POLÍCIA FEDERAL APONTA ATUAÇÃO “ABERTAMENTE DEFENSIVA” DE MENDONÇA POR NUNES MARQUES
Publicado por Diario do Centro do Mundo
Um relatório de inteligência da Polícia Federal afirma que André Mendonça adotou uma postura “abertamente defensiva” diante de informações relacionadas ao ministro Kassio Nunes Marques. O tratamento contrasta com o interesse atribuído a Mendonça em abrir uma investigação contra Alexandre de Moraes.
A acusação é reproduzida na página 14 da decisão do Inquérito 4.781 assinada por Moraes. O detalhamento aparece na página 43 do relatório de inteligência encaminhado ao Supremo Tribunal Federal (STF).
Segundo a PF, Mendonça pediu mais de uma vez que os investigadores apresentassem alguma provocação que permitisse iniciar uma apuração formal contra Moraes. Em relação a Dias Toffoli, o ministro teria adotado uma postura de contemporização, apesar de elementos já enviados pela corporação à Corte.
O documento afirma que a conduta de Mendonça diante de Nunes Marques foi ainda mais explícita. O relator teria sugerido à PF que acusações divulgadas pela imprensa contra Nunes poderiam fazer parte de uma estratégia destinada, na verdade, a enfraquecer o próprio André Mendonça.
“[O] caso que mais chama a atenção é o do ministro Kassio Nunes Marques, em relação ao qual o relator apresenta postura abertamente defensiva”, registra o relatório. Para a PF, a manifestação indicaria tratamento diferente entre autoridades que se encontravam em situações investigativas semelhantes.

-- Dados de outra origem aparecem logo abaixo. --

PR #2485, opened 2021-02-19
Replace version numbering interface

### LINKED ISSUE #2466: Move away from distutils for version checks
seaborn uses `distutils.version` to check dependency versions when relevant for optional features, but distutils is [being deprecated](https://www.python.org/dev/peps/pep-0632/).

I believe [packaging](https://pypi.org/project/packaging/) is the recommended path for adaptation.

vitorserpa:
As the `distutils.version` is deprecating, it was replaced
with the `packaging.version`. In order to give support for all
version numbering, according to PEP 440, parse was used.

Fixes #2466

### DIFF
--- a/seaborn/_core.py
+++ b/seaborn/_core.py
@@ -6,7 +6,7 @@ from collections import UserString
 from collections.abc import Iterable, Sequence, Mapping
 from numbers import Number
 from datetime import datetime
-from distutils.version import LooseVersion
+from packaging import version
 
 import numpy as np
 import pandas as pd
@@ -1251,7 +1251,7 @@ class VectorPlotter:
                     if scale is True:
                         set_scale("log")
                     else:
-                        if LooseVersion(mpl.__version__) >= "3.3":
+                        if version.parse(mpl.__version__) >= version.parse("3.3"):
                             set_scale("log", base=scale)
                         else:
                             set_scale("log", **{f"base{axis}": scale})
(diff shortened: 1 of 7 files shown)


mwaskom:
Thanks!

I guess `packaging` should go in the `install_requires` field in `setup.py`. It's a dependency of `pip` and it would be weird if someone installed seaborn without having pip installed, but probably not impossible? I haven't found any guidance on this.

setup.py
```diff
@@ -33,6 +33,7 @@
     'numpy>=1.16',
     'pandas>=0.24',
     'matplotlib>=3.0',
+    'packaging>=29.0',
```
mwaskom, line 36: Why this version floor?

mwaskom: (I am mostly asking if you have a link/reference to support the choice ... I don't know the right answer here).

vitorserpa: I was testing with the most recent `packaging` version. I am going to make some tests to evaluate if it can be used with previous versions.

mwaskom: I would expect the parse behavior to be highly stable across versions of packaging; I'm not sure it will be necessary to specify a minimum version.

mwaskom:
Note that pandas decided to vendor the `Version` class rather than include packaging as a dependency, which I would be inclined towards as well: https://github.com/pandas-dev/pandas/pull/41207

mwaskom:
Superseded and closed by #2659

O documento também menciona notícias sobre relações entre familiares de Nunes Marques, especialmente seu filho Kevin, e personagens ligados ao Banco Master. A existência dessas reportagens é tratada como fato, mas o relatório ressalva que elas não demonstram, por si sós, participação do ministro em qualquer irregularidade.
A própria PF classifica como baixa a confiança na acusação de tratamento diferenciado, porque o conteúdo se baseia em relatos que ainda não foram formalmente documentados. O relatório afirma que a hipótese precisa ser confirmada por uma comparação objetiva entre as providências adotadas em relação a Moraes, Toffoli e Nunes Marques.
Mendonça e Nunes Marques foram indicados ao Supremo pelo ex-presidente Jair Bolsonaro. Embora o relatório levante a possibilidade de que afinidades internas expliquem a diferença de tratamento, essa motivação permanece apenas como hipótese e não é apresentada pela PF como fato comprovado.